CEREJAL
Rosi Luna

Os pés estavam juntos no sapato de verniz preto. Pensei que com eles chegaria a algum lugar. Meu pedaço de caminho a seguir. A rota cortada por amores em pedestais. Ele simplesmente beijava meus pés como se eu fosse princesa. Nada importava só os pés pequenos com os dedos em fila. Aquele olhar buscando perfeição na brancura e no róseo das veias. Ele beijava os pés como se eles fossem meus olhos. Pés não enxergam, só sentem cócegas. Um louco que lambia minhas extremidades. Uma mulher se contorcia com tamanha espontaneidade. 

Nada planejado para se afundar em desejos. Paixão em súbitas correntes. A ambiência daquele lugar que foi o encontro. O biombo com flor de lótus com detalhe de jade. A cadeira falsa de Imperador. Ele na minha frente com postura de superioridade. Eu com olhar casto de gueixa com sobriedade. Pronta pra satisfazer seus desejos cheia de vontade. O quadro do cerejal em flor e as juras de amor em conta-gotas. A obsessão dos pés ia subindo as pernas. Com graça as pernas eram compridas como as de uma garça. 

Ele não cansava de olhar a fenda do vestido. O bicho da seda envolto num corpo de uma falsa chinesa. Uma ocidental brincando de outra cultura. Os palitinhos no cabelo. A nuca descoberta. O perfume tão enebriante que nunca mais o nariz queria parar de cheirar. O jantar de rolinho primavera e tantas iguarias coloridas. A vela no copo de vidro vermelho queimando. A pouca luz e o encanto que seduz.
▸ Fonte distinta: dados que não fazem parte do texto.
PR #938, opened 2021-03-11
Handle RuntimeException + DynamoDbException in DynamoStore

snazy:
* Handles the `*LimitExceeded`-exceptions from DynamoDB and wraps those in a `BackendLimitExceededException`
* Log unhandled exceptions in `TieredVersionStore`
* Does not log unhandled exceptions in `DynamoStore`, as that's done by the `TieredVersionStore`

---
This change is [Reviewable](https://reviewable.io/reviews/projectnessie/nessie/938)


rymurr (changes requested):
> *[Reviewable](https://reviewable.io/reviews/projectnessie/nessie/938)* status: 0 of 6 files reviewed, 4 unresolved discussions (waiting on @snazy)

___
*[versioned/tiered/dynamodb/src/main/java/org/projectnessie/versioned/dynamodb/DynamoStore.java, line 145 at r2](https://reviewable.io/reviews/projectnessie/nessie/938#-MVpsJVk1jxoJGDyU3iP:-MVpsJVk1jxoJGDyU3iQ:bkts62y) ([raw file](https://github.com/projectnessie/nessie/blob/2f4e8441332e1267208a70283ea286345f0f8b08/versioned/tiered/dynamodb/src/main/java/org/projectnessie/versioned/dynamodb/DynamoStore.java#L145)):*
> ```Java
>   @Nonnull
>   @VisibleForTesting
>   static RuntimeException unhandledException(String operation, Throwable e) {
> ```

what is the difference between these exceptions (practically speaking) and why are we removing the extra context? eg what happens if we want torespond differently to limit exceeded vs provisioned throughput exceeded?
___
*[versioned/tiered/dynamodb/src/main/java/org/projectnessie/versioned/dynamodb/DynamoStore.java, line 155 at r2](https://reviewable.io/reviews/projectnessie/nessie/938#-MVpsxHm5Yho0Ox7veV3:-MVpsxHm5Yho0Ox7veV4:b-e45k12) ([raw file](https://github.com/projectnessie/nessie/blob/2f4e8441332e1267208a70283ea286345f0f8b08/versioned/tiered/dynamodb/src/main/java/org/projectnessie/versioned/dynamodb/DynamoStore.java#L155)):*
> ```Java
>       return (StoreException) e;
>     } else {
>       return new StoreOperationException(String.format("Failure during %s", operation), e);
> ```

its not clear to me that eveyrthing should be wrapped in a store operation exception. Eg `IndexOutOfBoundException` or any of the many `java.lang` runtime exceptions
___
*[versioned/tiered/dynamodb/src/main/java/org/projectnessie/versioned/dynamodb/DynamoStore.java, line 281 at r2](https://reviewable.io/reviews/projectnessie/nessie/938#-MVptn253ltKPVZn44of:-MVptn253ltKPVZn44og:b-22qlo6) ([raw file](https://github.com/projectnessie/nessie/blob/2f4e8441332e1267208a70283ea286345f0f8b08/versioned/tiered/dynamodb/src/main/java/org/projectnessie/versioned/dynamodb/DynamoStore.java#L281)):*
> ```Java
>       }
>     } catch (RuntimeException e) {
>       throw unhandledException("load", e);
> ```

why not follow the `guava` style of returning `void` and throwing from the method? 
___
*[versioned/tiered/tiered-impl/src/main/java/org/projectnessie/versioned/impl/TieredVersionStore.java, line 118 at r2](https://reviewable.io/reviews/projectnessie/nessie/938#-MVpuTXD9LaZPnofRt7P:-MVpuTXD9LaZPnofRt7Q:bqp3cdn) ([raw file](https://github.com/projectnessie/nessie/blob/2f4e8441332e1267208a70283ea286345f0f8b08/versioned/tiered/tiered-impl/src/main/java/org/projectnessie/versioned/impl/TieredVersionStore.java#L118)):*
> ```Java
>   @Nonnull
>   @VisibleForTesting
>   static RuntimeException unhandledException(String operation, Throwable e) {
> ```

I am not sure I understand what this is doing. We only call this method when catching runtime exceptions. So these are all goign to be just rethrown right? The last line will never get called? Or is everything getting caught and we are invalidating all the checked exception annotations on these methods? I think we want to keep the checked exceptions and I don't see the point this method if we are only catching unchecked.

laurentgo (changes requested):
> *[Reviewable](https://reviewable.io/reviews/projectnessie/nessie/938)* status: 0 of 6 files reviewed, 6 unresolved discussions (waiting on @rymurr and @snazy)

___
*[versioned/tiered/tiered-impl/src/main/java/org/projectnessie/versioned/impl/TieredVersionStore.java, line 118 at r2](https://reviewable.io/reviews/projectnessie/nessie/938#-MVpuTXD9LaZPnofRt7P:-MVsKJuu8daXRSo6AsD4:bju5phg) ([raw file](https://github.com/projectnessie/nessie/blob/2f4e8441332e1267208a70283ea286345f0f8b08/versioned/tiered/tiered-impl/src/main/java/org/projectnessie/versioned/impl/TieredVersionStore.java#L118)):*

I am not sure I understand what this is doing. We only call this method when catching runtime exceptions. So these are all goign to be just rethrown right? The last line will never get called? Or is everything getting caught and we are invalidating all the checked exception annotations on these methods? I think we want to keep the checked exceptions and I don't see the point this method if we are only catching unchecked.
</blockquote></details>

Design-wise, I'm not convinced by that approach of mutualizing all the exception code, and how it is an improvement. Can you go over and explain why you chose this approach over doing the exception management in the specific code instead? For example, since the method only handles a Throwable, it is not possible to leverage the context of the call as maybe one exception might be a fatal in one case but retryable in a second case.
___
*[versioned/tiered/tiered-impl/src/main/java/org/projectnessie/versioned/impl/TieredVersionStore.java, line 157 at r2](https://reviewable.io/reviews/projectnessie/nessie/938#-MVsMA0-1Lf7Vm-Gmu4M:-MVsMA009ODUzHBKhdYQ:b4e84f8) ([raw file](https://github.com/projectnessie/nessie/blob/2f4e8441332e1267208a70283ea286345f0f8b08/versioned/tiered/tiered-impl/src/main/java/org/projectnessie/versioned/impl/TieredVersionStore.java#L157)):*
> ```Java
>         throw new ReferenceAlreadyExistsException("A branch or tag already exists with that name.");
>       }
>     } catch (IllegalArgumentException e) {
> ```

why is it okay to throw back `IAE` but not `RuntimException`? What's the logic?
___
*[versioned/tiered/tiered-impl/src/main/java/org/projectnessie/versioned/store/BackendLimitExceededException.java, line 24 at r2](https://reviewable.io/reviews/projectnessie/nessie/938#-MVsMOKvC3JI8hoD4HrT:-MVsMOKvC3JI8hoD4HrU:bhiuj4j) ([raw file](https://github.com/projectnessie/nessie/blob/2f4e8441332e1267208a70283ea286345f0f8b08/versioned/tiered/tiered-impl/src/main/java/org/projectnessie/versioned/store/BackendLimitExceededException.java#L24)):*
> ```Java
>  */
> @SuppressWarnings("serial")
> public class BackendLimitExceededException extends StoreException {
> ```

is it that productive to expose that exception to the upper layer? Wouldn't it be better for the store to leverage and throttle itself, or throw/exit if it is not doable?

snazy (commented):
> *[Reviewable](https://reviewable.io/reviews/projectnessie/nessie/938)* status: 0 of 6 files reviewed, 6 unresolved discussions (waiting on @laurentgo and @rymurr)

___
*[versioned/tiered/dynamodb/src/main/java/org/projectnessie/versioned/dynamodb/DynamoStore.java, line 145 at r2](https://reviewable.io/reviews/projectnessie/nessie/938#-MVpsJVk1jxoJGDyU3iP:-MVugw16ArYHNMtrVku5:b-blncfp) ([raw file](https://github.com/projectnessie/nessie/blob/2f4e8441332e1267208a70283ea286345f0f8b08/versioned/tiered/dynamodb/src/main/java/org/projectnessie/versioned/dynamodb/DynamoStore.java#L145)):*

what is the difference between these exceptions (practically speaking) and why are we removing the extra context? eg what happens if we want torespond differently to limit exceeded vs provisioned throughput exceeded?
</blockquote></details>

Not sure whether you actually can react differently and in the "right way", because the _how_ you want to react requires a lot more knowledge about the whole system (all clients, all Nessie servers, DynamoDB configuration, DynamoDB throttling state, etc). Backpressure is hard to implement right. IMO knowing that a request failed, because DynamoDB limits were hit is good enough for now.
___
*[versioned/tiered/dynamodb/src/main/java/org/projectnessie/versioned/dynamodb/DynamoStore.java, line 155 at r2](https://reviewable.io/reviews/projectnessie/nessie/938#-MVpsxHm5Yho0Ox7veV3:-MVubZCF68sHyS9LAHaq:bb4qf4h) ([raw file](https://github.com/projectnessie/nessie/blob/2f4e8441332e1267208a70283ea286345f0f8b08/versioned/tiered/dynamodb/src/main/java/org/projectnessie/versioned/dynamodb/DynamoStore.java#L155)):*

its not clear to me that eveyrthing should be wrapped in a store operation exception. Eg `IndexOutOfBoundException` or any of the many `java.lang` runtime exceptions
</blockquote></details>

It's only there to add at least some context (the name of the operation). Otherwise you'd be completely blind and only see the exception.
___
*[versioned/tiered/dynamodb/src/main/java/org/projectnessie/versioned/dynamodb/DynamoStore.java, line 281 at r2](https://reviewable.io/reviews/projectnessie/nessie/938#-MVptn253ltKPVZn44of:-MVubuaN6z5OzvT2Hef-:b-fz09t1) ([raw file](https://github.com/projectnessie/nessie/blob/2f4e8441332e1267208a70283ea286345f0f8b08/versioned/tiered/dynamodb/src/main/java/org/projectnessie/versioned/dynamodb/DynamoStore.java#L281)):*

why not follow the `guava` style of returning `void` and throwing from the method? 
</blockquote></details>

Not having to add a boilerplate `return something;` at the call site of `unhandledException()`
___
*[versioned/tiered/tiered-impl/src/main/java/org/projectnessie/versioned/impl/TieredVersionStore.java, line 118 at r2](https://reviewable.io/reviews/projectnessie/nessie/938#-MVpuTXD9LaZPnofRt7P:-MVugVhE9NsFIy6X0TSo:b-v3imod) ([raw file](https://github.com/projectnessie/nessie/blob/2f4e8441332e1267208a70283ea286345f0f8b08/versioned/tiered/tiered-impl/src/main/java/org/projectnessie/versioned/impl/TieredVersionStore.java#L118)):*

Design-wise, I'm not convinced by that approach of mutualizing all the exception code, and how it is an improvement. Can you go over and explain why you chose this approach over doing the exception management in the specific code instead? For example, since the method only handles a Throwable, it is not possible to leverage the context of the call as maybe one exception might be a fatal in one case but retryable in a second case.
</blockquote></details>

The idea here is to just log _that_ something bad happened, because currently nothing is logged at all, which makes it extremely hard to investigate issues. Moved the logging and re-throw in TVS to the call-sites of this method and removed this one.
___
*[versioned/tiered/tiered-impl/src/main/java/org/projectnessie/versioned/impl/TieredVersionStore.java, line 157 at r2](https://reviewable.io/reviews/projectnessie/nessie/938#-MVsMA0-1Lf7Vm-Gmu4M:-MVuesiOAs3jeJOyP3T3:bt8ppyj) ([raw file](https://github.com/projectnessie/nessie/blob/2f4e8441332e1267208a70283ea286345f0f8b08/versioned/tiered/tiered-impl/src/main/java/org/projectnessie/versioned/impl/TieredVersionStore.java#L157)):*

why is it okay to throw back `IAE` but not `RuntimException`? What's the logic?
</blockquote></details>

Not sure why an `IllegalArgumentException` is thrown there. It's been there before and needs to be re-throws.
___
*[versioned/tiered/tiered-impl/src/main/java/org/projectnessie/versioned/store/BackendLimitExceededException.java, line 24 at r2](https://reviewable.io/reviews/projectnessie/nessie/938#-MVsMOKvC3JI8hoD4HrT:-MVuf9mT1iTzn5MXjBA7:bkjnxff) ([raw file](https://github.com/projectnessie/nessie/blob/2f4e8441332e1267208a70283ea286345f0f8b08/versioned/tiered/tiered-impl/src/main/java/org/projectnessie/versioned/store/BackendLimitExceededException.java#L24)):*

is it that productive to expose that exception to the upper layer? Wouldn't it be better for the store to leverage and throttle itself, or throw/exit if it is not doable?
</blockquote></details>

That would require an in-depth knowledge of the actual DynamoDB configuration (provisioned reads/writes), its throttling state, the load caused by other users against other Nessie instances (lamdbas) sharing the same backend, etc.
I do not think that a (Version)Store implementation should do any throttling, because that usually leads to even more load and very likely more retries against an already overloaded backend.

A boca carmim e o brinco de estrela. O sopro uivando nas orelhas. Zumbido errante de alarido amor. Clamor de corpos incendiados. 

A rótula do joelho esculpida com perfeição escapando na fenda do vestido. E o olhar quente dele devorando cada pedaço como nacos de carne tenra. A música suave e o ballet em palco de colchão de espuma. Sexo no travesseiro. Beijos no chuveiro. Vá pra China ele dizia.E eu rodopiava o mundo se preciso fosse para amá-lo. Não tenho distâncias. Tenho pés para percorrer e uma utopia a seguir. Uma vontade galopante de desejos sussurrantes. Mandíbula voraz com dentes de amor mordente.

Meu vestido de seda chinesa, meu sonho de realeza. Aquelas florzinhas salpicadas. Minha alma encarnada. Nunca me senti tão bonita. O pudor da gola de padre com três botões com forma de flor. Na perna de fora o talhe mostrava sem piedade uma coxa delineada. As mãos dele eram só carícias. Campo minado de malícias. Ele não parava de sussurrar que se apaixonou pelos meus pés. Em que pé estava essa conversa? Pé de cereja, pé de mato, pé de vento. Os pés dançavam. Olhos com delineador. Delineada imagem de sombra na parede. Ajuste de sedução. E ele querendo tomar meu coração. Eu não deixaria. Meu pé de insensatez não tem dono. Não amo ninguém. 

Deixo que me amem por poucas horas. Minhas rendas o seduzem - veludo de texturas carinhosas. Minhas mãos percorrem seus pêlos. Nua em pêlo. Dança particular de sua retina. Minha sina esperar que um dia alguém me toque. Toque de Midas - ouro bordado do homem que estava no pedestal. Eu simples súdita longe do alcance. Olho de relance. Fina iguaria de um banquete que nunca vou saborear. Coisa da China e uma muralha a nos separar.

Vestido caído no chão. Estrelas cadentes na cortina. Um batida de sino e uma sina do dedo no umbigo. Ele subindo no cálice dos meus seios. Meus anseios sem arreios todos deliberados. A loba solta da matilha. Afundava na minha floresta e beijava minha testa. A renda da calcinha jaz entre lençóis. Despida de pudores. Meus pés trêmulos. Ele se declarando. Rodava meu corpo. Viagem mapa-múndi. No roteiro final acabou amando os meus pés e a minha cabeça. Ele viajava e eu procurando o mapa. Nunca cheguei a lugar nenhum. Só ao caminho das palavras prazerosas. Amei o papel. A miragem do homem inventado.

A poesia que misturava na prosa. A rosa sêmen do meu torpor. Fio de tecido. Minhas teias que seguravam um homem pelo pensamento. Viúva-negra presa na meia cinta-liga. Aranha que arranha as costas das encostas amorosas. Madrugada enluarada. Pés na estrada. Os ponteiros marcam 3 horas. Fim da noite de amor. Meus pés precisam partir. Não o amo mais, inventarei outro homem amanhã que durma comigo a noite toda. Quero encontrar um cerejal em flor, quero um amor. Quero o desejo carnal que dure pelo menos até a lua desaparecer.